Work to complete:
Reproduce the closing run of lines below verbatim, from the line that contains "update airMax-labels" up to and including the final line.

──────────

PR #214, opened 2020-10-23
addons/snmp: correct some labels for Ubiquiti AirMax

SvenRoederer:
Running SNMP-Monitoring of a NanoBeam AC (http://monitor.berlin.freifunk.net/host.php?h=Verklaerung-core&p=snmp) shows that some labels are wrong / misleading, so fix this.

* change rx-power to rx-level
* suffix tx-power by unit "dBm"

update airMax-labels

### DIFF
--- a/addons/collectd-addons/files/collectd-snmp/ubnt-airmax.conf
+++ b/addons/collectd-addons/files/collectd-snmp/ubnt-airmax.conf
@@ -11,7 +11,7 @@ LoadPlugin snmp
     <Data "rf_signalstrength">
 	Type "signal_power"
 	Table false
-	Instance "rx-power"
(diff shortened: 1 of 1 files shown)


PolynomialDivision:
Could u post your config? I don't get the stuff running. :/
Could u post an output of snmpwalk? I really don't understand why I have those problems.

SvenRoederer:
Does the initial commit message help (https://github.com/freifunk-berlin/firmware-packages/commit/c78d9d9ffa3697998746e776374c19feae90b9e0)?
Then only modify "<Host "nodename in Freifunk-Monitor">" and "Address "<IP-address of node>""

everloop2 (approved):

──────────

Solution below:
update airMax-labels

### DIFF
--- a/addons/collectd-addons/files/collectd-snmp/ubnt-airmax.conf
+++ b/addons/collectd-addons/files/collectd-snmp/ubnt-airmax.conf
@@ -11,7 +11,7 @@ LoadPlugin snmp
     <Data "rf_signalstrength">
 	Type "signal_power"
 	Table false
-	Instance "rx-power"
(diff shortened: 1 of 1 files shown)


PolynomialDivision:
Could u post your config? I don't get the stuff running. :/
Could u post an output of snmpwalk? I really don't understand why I have those problems.

SvenRoederer:
Does the initial commit message help (https://github.com/freifunk-berlin/firmware-packages/commit/c78d9d9ffa3697998746e776374c19feae90b9e0)?
Then only modify "<Host "nodename in Freifunk-Monitor">" and "Address "<IP-address of node>""

everloop2 (approved):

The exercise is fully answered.